In einem meiner letzten Blogartikel ging es um ein verzerrtes Körperbild, seine Entstehungsweise und die Folgen. Heute soll es darum gehen, wie du mehr Akzeptanz für deinen Körper aufbauen kannst (ganz unabhängig davon, ob dein Körperbild stark verzerrt ist oder relativ akkurat). Akzeptanz ist der Schlüssel zu einem besseren Verhältnis zu unserem Körper. Oft höre ich von Klientinnen: „Ich würde meinen Körper ja gerne akzeptieren, aber solange ich noch übergewichtig bin/ keine Muskeln aufgebaut habe/ sich dies oder das nicht verändert hat, kann ich ihn einfach nicht annehmen“. Ist das wahr? Aus meiner Sicht sind diese Punkte weitgehend unabhängig voneinander. Es handelt sich dabei um Glaubenssätze, die eine Veränderung verhindern. Akzeptanz ist erst einmal komplett unabhängig von deinem körperlichen Zustand. Es geht nicht darum, dass du deinen Körper schön finden musst. Das erste Ziel ist es, dass du dich nicht mehr aufgrund deines Körpers abwertest, freundlich mit dir umgehst und das Thema Aussehen vielleicht auch etwas weniger Platz in deinem Leben einnimmt. Aus eigener Erfahrung kann ich sagen: Das geht mit jeder Körperform und es lohnt sich.

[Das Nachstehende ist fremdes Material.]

PR #3052, opened 2021-08-04
Update uk.po

badsystem:


WanWizard:
Thanks, but 8.0 isn't being build anymore.

PR #3551, opened 2026-07-29
feat: support Tool Choice for Gemini in Python

### LINKED ISSUE #1129: [FEATURE] Implement Gemini Tool Choice
### Problem Statement

We are not currently passing tool choice to the model:
https://github.com/strands-agents/sdk-python/blob/main/src/strands/models/gemini.py#L356-L357

### Proposed Solution

We pass tool choice to the model

### Use Case

We need tool choice so we can force tool invocation

### Alternatives Solutions

_No response_

### Additional Context

_No response_

opieter-aws:
## Description

`GeminiModel.stream()` accepted a `tool_choice` and discarded it — the docstring read `Note: Currently unused.` and nothing downstream consumed it. The practical cost is the event loop's forced structured-output retry: it re-invokes with `tool_choice={"any": {}}` expecting an API-level guarantee of a tool call, and on Gemini that retry was forced in name only, leaving `StructuredOutputException` reachable where Anthropic and Bedrock guarantee a call. This ports the mapping that already exists in the TypeScript SDK (`strands-ts/src/models/google/model.ts`), closing a py↔ts parity gap.

| Strands `ToolChoice` | Gemini `FunctionCallingConfigMode` |
|---|---|
| `{"auto": {}}` | `AUTO` |
| `{"any": {}}` | `ANY` |
| `{"tool": {"name": "X"}}` | `ANY` + `allowed_function_names=["X"]` |

A `tool_choice` with no tool specs is a no-op, matching TS — there is nothing to choose from.

### Public API Changes

No new surface: `tool_choice` was already on `GeminiModel.stream()` and on the base `Model` protocol. Two behavioral notes for reviewers.

**An explicit `tool_config` in `params` takes precedence over a per-request `tool_choice.`** Two earlier commits on this branch tried the other direction, then a field-level merge; both were abandoned because a Gemini `ToolConfig` carries fields a Strands `ToolChoice` cannot express (`retrieval_config`, `stream_function_call_arguments`), so each merge rule left another user-set field behind. Letting the explicit config win passes it through whole and matches the other providers and the TypeScript SDK, which all spread `params` last.

```python
model = GeminiModel(model_id=..., params={"tool_config": my_tool_config})

model.stream(messages, tool_specs=specs, tool_choice={"any": {}})  # my_tool_config still wins, unchanged
```

**`tool_choice` is now keyword-only**, matching `Model.stream()` and every other provider. Gemini was the only one missing the `*`, so a positional fourth argument was already outside the declared interface, and was silently ignored:

```python
# Before: accepted positionally, then discarded
model.stream(messages, tool_specs, system_prompt, {"any": {}})

# After
model.stream(messages, tool_specs, system_prompt, tool_choice={"any": {}})
```

## Related Issues

Resolves #1129

## Documentation PR

N/A

## Type of Change

New feature

## Testing

Summary: 64/64 `test_gemini.py` pass (57 pre-existing + 7 new), 265 pass across the model/event-loop/structured-output suites, `ruff format --check` + `ruff check` + `mypy` clean, and the same suite passes against the declared `google-genai` floor (1.67.0) as well as 2.14.0.

## Checklist
- [x] I have reviewed and understand every line of code in this PR, including any generated by AI tools, and I can explain why it works — **this PR was written by an agent; a human reviewer needs to own this box before merge.**
- [x] I have updated the documentation accordingly — docstrings only; no `site/` page covers per-provider `tool_choice`
- [x] My changes generate no new warnings — asserted by `test_stream_tool_choice_no_warning`

----

### DIFF
--- a/strands-py/src/strands/models/gemini.py
+++ b/strands-py/src/strands/models/gemini.py
@@ -298,7 +298,7 @@ class GeminiModel(Model):
             tool_choice: Selection strategy for tool invocation.
 
         Returns:
-            Gemini tool config, or None when no strategy is requested.
+            Gemini tool config, or None when no recognized strategy is requested.
         """
         if tool_choice is None:
             return None
@@ -338,7 +338,8 @@ class GeminiModel(Model):
             system_prompt: System prompt to provide context to the model.
             params: Additional model parameters (e.g., temperature).
             tool_choice: Selection strategy for tool invocation. Applied only alongside tool specs, since there
-                is nothing to choose from without them. Takes precedence over a tool config set in params.
+                is nothing to choose from without them. A forcing tool choice takes precedence over the function
+                calling config of a tool config set in params.
 
         Returns:
             Gemini request config.
@@ -347,8 +348,16 @@ class GeminiModel(Model):
 
         tool_config = self._format_tool_choice(tool_choice) if tool_specs else None
         if tool_config is not None:
-            # A per-request tool choice is more specific than the tool config in params, so it takes precedence.
-            config_params["tool_config"] = tool_config
+            existing = config_params.get("tool_config")
+            if existing is None:
+                config_params["tool_config"] = tool_config
+            elif tool_choice is not None and ("any" in tool_choice or "tool" in tool_choice):
+                # A per-request choice that forces a tool is more specific than the tool config in params, so it
+                # wins - but only over the field a ToolChoice can express. An "auto" choice imposes no constraint,
+                # so it never clobbers an explicit params config.
+                config_params["tool_config"] = genai.types.ToolConfig.model_validate(existing).model_copy(
+                    update={"function_calling_config": tool_config.function_calling_config}
+                )
 
         return genai.types.GenerateContentConfig(
             system_instruction=system_prompt,
@@ -575,7 +584,9 @@ class GeminiModel(Model):
             tool_specs: List of tool specifications to make available to the model.
             system_prompt: System prompt to provide context to the model.
             tool_choice: Selection strategy for tool invocation. Applied only when tool specs are provided,
-                and takes precedence over a tool config set through the params config.
+                since there is nothing to choose from without them. A forcing tool choice takes precedence over
+                the function calling config of a tool config set through the params config; an "auto" choice
+                leaves it in place.
             **kwargs: Additional keyword arguments for future extensibility.
 
         Yields:
--- a/strands-py/src/strands/models/gemini.py
+++ b/strands-py/src/strands/models/gemini.py
@@ -338,7 +338,7 @@ class GeminiModel(Model):
             system_prompt: System prompt to provide context to the model.
             params: Additional model parameters (e.g., temperature).
             tool_choice: Selection strategy for tool invocation. Applied only alongside tool specs, since there
-                is nothing to choose from without them.
+                is nothing to choose from without them. Takes precedence over a tool config set in params.
 
         Returns:
             Gemini request config.
@@ -347,8 +347,8 @@ class GeminiModel(Model):
 
         tool_config = self._format_tool_choice(tool_choice) if tool_specs else None
         if tool_config is not None:
-            # A tool config set directly through params is the more specific instruction, so it wins.
-            config_params.setdefault("tool_config", tool_config)
+            # A per-request tool choice is more specific than the tool config in params, so it takes precedence.
+            config_params["tool_config"] = tool_config
 
         return genai.types.GenerateContentConfig(
             system_instruction=system_prompt,
@@ -574,7 +574,8 @@ class GeminiModel(Model):
             messages: List of message objects to be processed by the model.
             tool_specs: List of tool specifications to make available to the model.
             system_prompt: System prompt to provide context to the model.
-            tool_choice: Selection strategy for tool invocation. Applied only when tool specs are provided.
+            tool_choice: Selection strategy for tool invocation. Applied only when tool specs are provided,
+                and takes precedence over a tool config set through the params config.
             **kwargs: Additional keyword arguments for future extensibility.
 
         Yields:
--- a/strands-py/src/strands/models/gemini.py
+++ b/strands-py/src/strands/models/gemini.py
@@ -19,7 +19,7 @@ from ..types.content import ContentBlock, ContentBlockStartToolUse, Messages, Sy
 from ..types.event_loop import Usage
 from ..types.exceptions import ContextWindowOverflowException, ModelThrottledException, ProviderTokenCountError
 from ..types.streaming import StreamEvent
-from ..types.tools import ToolChoice, ToolSpec
+from ..types.tools import ToolChoice, ToolChoiceToolDict, ToolSpec
 from ._defaults import resolve_config_metadata
 from ._validation import _has_location_source, validate_config_keys
 from .model import BaseModelConfig, Model
@@ -288,11 +288,46 @@ class GeminiModel(Model):
             tools.extend(self.config["gemini_tools"])
         return tools
 
+    @staticmethod
+    def _format_tool_choice(tool_choice: ToolChoice | None) -> genai.types.ToolConfig | None:
+        """Format a tool choice into a Gemini tool config.
+
+        - Docs: https://googleapis.github.io/python-genai/genai.html#genai.types.ToolConfig
+
+        Args:
+            tool_choice: Selection strategy for tool invocation.
+
+        Returns:
+            Gemini tool config, or None when no strategy is requested.
+        """
+        if tool_choice is None:
+            return None
+
+        allowed_function_names: list[str] | None = None
+        if "auto" in tool_choice:
+            mode = genai.types.FunctionCallingConfigMode.AUTO
+        elif "any" in tool_choice:
+            mode = genai.types.FunctionCallingConfigMode.ANY
+        elif "tool" in tool_choice:
+            # Gemini has no single-tool mode, so a specific tool is ANY narrowed to that one function.
+            mode = genai.types.FunctionCallingConfigMode.ANY
+            allowed_function_names = [cast(ToolChoiceToolDict, tool_choice)["tool"]["name"]]
+        else:
+            return None
+
+        return genai.types.ToolConfig(
+            function_calling_config=genai.types.FunctionCallingConfig(
+                mode=mode,
+                allowed_function_names=allowed_function_names,
+            ),
+        )
+
     def _format_request_config(
         self,
         tool_specs: list[ToolSpec] | None,
         system_prompt: str | None,
         params: dict[str, Any] | None,
+        tool_choice: ToolChoice | None = None,
     ) -> genai.types.GenerateContentConfig:
         """Format Gemini request config.
 
@@ -302,14 +337,23 @@ class GeminiModel(Model):
             tool_specs: List of tool specifications to make available to the model.
             system_prompt: System prompt to provide context to the model.
             params: Additional model parameters (e.g., temperature).
+            tool_choice: Selection strategy for tool invocation. Applied only alongside tool specs, since there
+                is nothing to choose from without them.
 
         Returns:
             Gemini request config.
         """
+        config_params = dict(params or {})
+
+        tool_config = self._format_tool_choice(tool_choice) if tool_specs else None
+        if tool_config is not None:
+            # A tool config set directly through params is the more specific instruction, so it wins.
+            config_params.setdefault("tool_config", tool_config)
+
         return genai.types.GenerateContentConfig(
             system_instruction=system_prompt,
             tools=self._format_request_tools(tool_specs),
-            **(params or {}),
+            **config_params,
         )
 
     def _format_request(
@@ -318,6 +362,7 @@ class GeminiModel(Model):
         tool_specs: list[ToolSpec] | None,
         system_prompt: str | None,
         params: dict[str, Any] | None,
+        tool_choice: ToolChoice | None = None,
     ) -> dict[str, Any]:
         """Format a Gemini streaming request.
 
@@ -328,12 +373,13 @@ class GeminiModel(Model):
             tool_specs: List of tool specifications to make available to the model.
             system_prompt: System prompt to provide context to the model.
             params: Additional model parameters (e.g., temperature).
+            tool_choice: Selection strategy for tool invocation.
 
         Returns:
             A Gemini streaming request.
         """
         return {
-            "config": self._format_request_config(tool_specs, system_prompt, params).to_json_dict(),
+            "config": self._format_request_config(tool_specs, system_prompt, params, tool_choice).to_json_dict(),
             "contents": [content.to_json_dict() for content in self._format_request_content(messages)],
             "model": self.config["model_id"],
         }
@@ -518,6 +564,7 @@ class GeminiModel(Model):
         messages: Messages,
         tool_specs: list[ToolSpec] | None = None,
         system_prompt: str | None = None,
+        *,
         tool_choice: ToolChoice | None = None,
         **kwargs: Any,
     ) -> AsyncGenerator[StreamEvent, None]:
@@ -527,8 +574,7 @@ class GeminiModel(Model):
             messages: List of message objects to be processed by the model.
             tool_specs: List of tool specifications to make available to the model.
             system_prompt: System prompt to provide context to the model.
-            tool_choice: Selection strategy for tool invocation.
-                Note: Currently unused.
+            tool_choice: Selection strategy for tool invocation. Applied only when tool specs are provided.
             **kwargs: Additional keyword arguments for future extensibility.
 
         Yields:
@@ -537,7 +583,9 @@ class GeminiModel(Model):
         Raises:
             ModelThrottledException: If the request is throttled by Gemini.
         """
-        request = self._format_request(messages, tool_specs, system_prompt, self.config.get("params"))
+        request = self._format_request(
+            messages, tool_specs, system_prompt, self.config.get("params"), tool_choice=tool_choice
+        )
 
         client = self._get_client().aio
 
--- a/strands-py/src/strands/models/gemini.py
+++ b/strands-py/src/strands/models/gemini.py
@@ -337,9 +337,7 @@ class GeminiModel(Model):
             tool_specs: List of tool specifications to make available to the model.
             system_prompt: System prompt to provide context to the model.
             params: Additional model parameters (e.g., temperature).
-            tool_choice: Selection strategy for tool invocation. Applied only alongside tool specs, since there
-                is nothing to choose from without them. A forcing tool choice takes precedence over the function
-                calling config of a tool config set in params.
+            tool_choice: Selection strategy for tool invocation.
 
         Returns:
             Gemini request config.
@@ -348,16 +346,10 @@ class GeminiModel(Model):
 
         tool_config = self._format_tool_choice(tool_choice) if tool_specs else None
         if tool_config is not None:
-            existing = config_params.get("tool_config")
-            if existing is None:
-                config_params["tool_config"] = tool_config
-            elif tool_choice is not None and ("any" in tool_choice or "tool" in tool_choice):
-                # A per-request choice that forces a tool is more specific than the tool config in params, so it
-                # wins - but only over the field a ToolChoice can express. An "auto" choice imposes no constraint,
-                # so it never clobbers an explicit params config.
-                config_params["tool_config"] = genai.types.ToolConfig.model_validate(existing).model_copy(
-                    update={"function_calling_config": tool_config.function_calling_config}
-                )
+            # A tool config set in params wins, matching the other providers and the TypeScript SDK. A tool
+            # config expresses more than a ToolChoice can, so the explicit one is left whole rather than
+            # merged with, or replaced by, the narrower per-request choice.
+            config_params.setdefault("tool_config", tool_config)
 
         return genai.types.GenerateContentConfig(
             system_instruction=system_prompt,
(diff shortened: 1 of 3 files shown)


opieter-aws:
@strandly-the-agent review this pr

strands-py/src/strands/models/gemini.py
```diff
@@ -302,14 +337,23 @@ def _format_request_config(
...
 
         Returns:
             Gemini request config.
         """
+        config_params = dict(params or {})
+
+        tool_config = self._format_tool_choice(tool_choice) if tool_specs else None
+        if tool_config is not None:
+            # A per-request tool choice is more specific than the tool config in params, so it takes precedence.
+            config_params["tool_config"] = tool_config
```
strandly-the-agent: **🟡 `{"auto": {}}` clobbers the user's `params["tool_config"]` — and every choice replaces the whole object instead of merging.**

This line fires for *any* recognized `tool_choice`. Reproduced with `params={"tool_config": ToolConfig(mode=ANY, allowed_function_names=["safe_tool"])}` and `tool_specs=[safe_tool, danger_tool]`:

```
tool_choice=None                  -> {allowed_function_names: [safe_tool], mode: ANY}   (intact)
tool_choice={"auto": {}}          -> {mode: AUTO}          <-- narrowing gone; model regains danger_tool
tool_choice={"any": {}}           -> {mode: ANY}           <-- retrieval_config gone too
```

Two separate problems on one line:

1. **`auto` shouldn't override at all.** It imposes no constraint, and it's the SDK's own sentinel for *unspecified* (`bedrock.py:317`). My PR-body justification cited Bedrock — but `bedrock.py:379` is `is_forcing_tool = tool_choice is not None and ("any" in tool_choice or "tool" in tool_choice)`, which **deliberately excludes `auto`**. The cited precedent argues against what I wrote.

Aber lass uns konkreter werden:

Was kannst du tun?

Zunächst ist es wichtig, dir bewusst zu machen, wie du eigentlich über deinen Körper denkst und mit ihm umgehst. Oft laufen ganz viele dieser Gedanken und Handlungen nämlich automatisch ab. Dazu gibt es ganz verschiedene Möglichkeiten. Du kannst einen Tag Zettel und Stift parat legen und jeden Gedanken, der dir zu deinem Körper einfällt, aufschreiben. Oder du stellst dich ein paar Minuten vor den Spiegel, betrachtest dich aufmerksam und schreibst dann alle Gedanken auf, die dir in den Sinn kommen. Auch eine Mindmap kann gut funktionieren. Wenn du deine Gedanken zu deinem Körper erfasst hast, lies sie dir in Ruhe durch. Gerne auch laut (und wenn du ganz mutig bist, stell dich vor den Spiegel und schau dir selbst in die Augen dabei). Wie ist das Verhältnis aus positiven und negativen Kommentaren? Würdest du so auch mit einem Fremden sprechen? Mit einer Freundin? Sind die Kommentare neutral oder wertend? Was empfindest du, wenn du die einzelnen Gedanken laut aussprichst? Fühlst du dich gut und ermutigt oder traurig, wütend oder voller Scham? Wie reagiert dein Körper auf die Kommentare? Fühlst du einen Kloß im Hals? Spannung in den Armen? Oder ein angenehmes warmes Gefühl? Versuche, all das genau zu beobachten.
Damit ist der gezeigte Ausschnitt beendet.